Когда Женьке исполнилось два года, жить в двухкомнатной квартире с родителями и сестрой стало невыносимо. Вместе с первым мужем Миле пришлось переехать из отчего дома в рабочее общежитие без удобств, с полуразваленной кирпичной печкой в захудалой проходной кухоньке без окон. Этот двухэтажный барак был наскоро сбит из досок и разного подручного материала для пленных фашистов после окончания войны. Временное жильё, оставшееся на балансе, в конце XX века стало подменным фондом предприятия, где работал её первый муж. Здесь селились на неопределённый срок молодые не амбициозные семьи, полукриминальные элементы и спившиеся одинокие дедушки.

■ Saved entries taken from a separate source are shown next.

PR #388, opened 2017-05-05
DuckPAN Enhancement: Add FE tests to Testing tool.

pjhampton:
I have enhanced the `duckpan test <args>` command to include the front-end tests (if they exist) for a certain IA or all IAs. These run before the perl tests.

/cc @zachthompson

### DIFF
--- a/lib/App/DuckPAN/Cmd/Test.pm
+++ b/lib/App/DuckPAN/Cmd/Test.pm
@@ -80,28 +80,27 @@ sub run {
 		};
 
 		# For the front-end tests
-		print("\n\nSearching for front-end tests\n");
+		$self->app->emit_info("Searching for front-end tests");
 		if(scalar(@args) == 0) {
+
 			$self->app->emit_error("Couldn't run front-end tests. Please ensure that jasmine is installed globally.\n\nnpm install -g jasmine-node\n") if system("jasmine-node --test-dir spec/");
 		}
-		else {
+		elsif($ia_type eq "Goodie" or $ia_type eq "Spice") {
+
 			foreach my $ia_name (@args) {
+				my $test_file = "spec/$ia_name\_spec.js";
 
-				if($ia_type eq "Goodie" or $ia_type eq "Spice") {
-					my $test_file = "spec/$ia_name\_spec.js";
-
-					if(-e $test_file) {
-						print "\nRunning front-end tests for $ia_name\n";
-						$self->app->emit_error("Couldn't run front-end tests. Please ensure that jasmine is installed globally.\n\nnpm install -g jasmine-node\n") if system("jasmine-node $test_file");
-					}
-					else {
-						print "\nNo front-end tests detected for $ia_name\n";
-					}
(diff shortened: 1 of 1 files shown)


lib/App/DuckPAN/Cmd/Test.pm
```diff
@@ -70,14 +70,38 @@ sub run {
...
+				else {
 					$self->app->emit_and_exit(1, "Could not find output.txt for $id in $path");
 				}
 			}
 
 			$self->app->emit_and_exit(1, "Could not find any tests for $id $ia_type") unless @to_test;
 		};
 
+		# For the front-end tests
+		print("\n\nSearching for front-end tests\n");
```
moollaza: We use `$self->app->emit_info` for convenience messages 👍

lib/App/DuckPAN/Cmd/Test.pm
```diff
@@ -70,14 +70,38 @@ sub run {
...
+		if(scalar(@args) == 0) {
+			$self->app->emit_error("Couldn't run front-end tests. Please ensure that jasmine is installed globally.\n\nnpm install -g jasmine-node\n") if system("jasmine-node --test-dir spec/");
```
moollaza: Let's put this error text in an array so it's easier to read/edit and de-duplicates.

See https://github.com/duckduckgo/p5-app-duckpan/blob/390d5779d46e1ca154b38ca2e308a1ea04ae1216/lib/App/DuckPAN/DDG.pm#L103

lib/App/DuckPAN/Cmd/Test.pm
```diff
@@ -70,14 +70,38 @@ sub run {
...
+		}
+		else {
+			foreach my $ia_name (@args) {
+
+				if($ia_type eq "Goodie" or $ia_type eq "Spice") {
```
moollaza: IA type is set based on the repo duckpan is running inside. We can do this check once. Replace the `else` with and `elsif` for this condition -- I think that'll work...

lib/App/DuckPAN/Cmd/Test.pm
moollaza: Also I think we want to use \` instead of `system` so we see the output?

mintsoft: FYI: You'll have to use `$?` for the exitcode rather than the value of the `` operator though in that case

pjhampton: thanks guys 👍

moollaza:
@pjhampton this looks pretty good. I think it needs to prompt the user to run frontend tests, or perhaps only run them when it sees they are there.

In the spice repo I see a bunch of errors because there aren't any frontend tests:

1____projects_zeroclickinfo-spice__cat_

Might be ideal to add `--fe` and `--no-fe` to also force the tests to run or be skipped?

pjhampton:
Closing due to lack of attention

В подвалах бегали крупные крысы в поисках хоть какой-нибудь еды, опрокидывали редкие банки с вареньем, а в коридорах носились орды играющих в войнушку детей, таскающих дохлых грызунов за облезлые хвосты. В тот вечер её муж Леонид простой рабочий с деревообрабатывающей фабрики высокий худощавый мужчина с флегматичным характером, рано лысеющий и быстро пьянеющий от одной рюмки алкоголя, подрался с соседом, выбил ему зуб и спрятался дома, как трусливый мальчик. Мила ничего не знала об этом происшествии. Она вернулась после работы, в то время она работала учителем французского языка, и принялась готовить ужин в маленькой кухне из тех продуктов, что они могли себе позволить в момент перестройки и страшного дефицита. Лёня, трусливо укрывшись с головой в одеяло, спал или делал вид.
В какой-то момент она услышала страшный стук чего-то металлического в дверь, и ничего не подозревающая, открыла её и увидела занесённый над собой топор. Сосед из пятнадцатой квартиры замахнулся и начал опускать топор над её плечом, и только её невинный и недоуменный взгляд, не понимающий происходящее, остановил трагический полёт смертельного удара. Мила закрыла дверь, топор вонзился в дверное полотно и уголок металла пробил его. Только тогда она осознала, что снова некто невидимый её спас от верной смерти.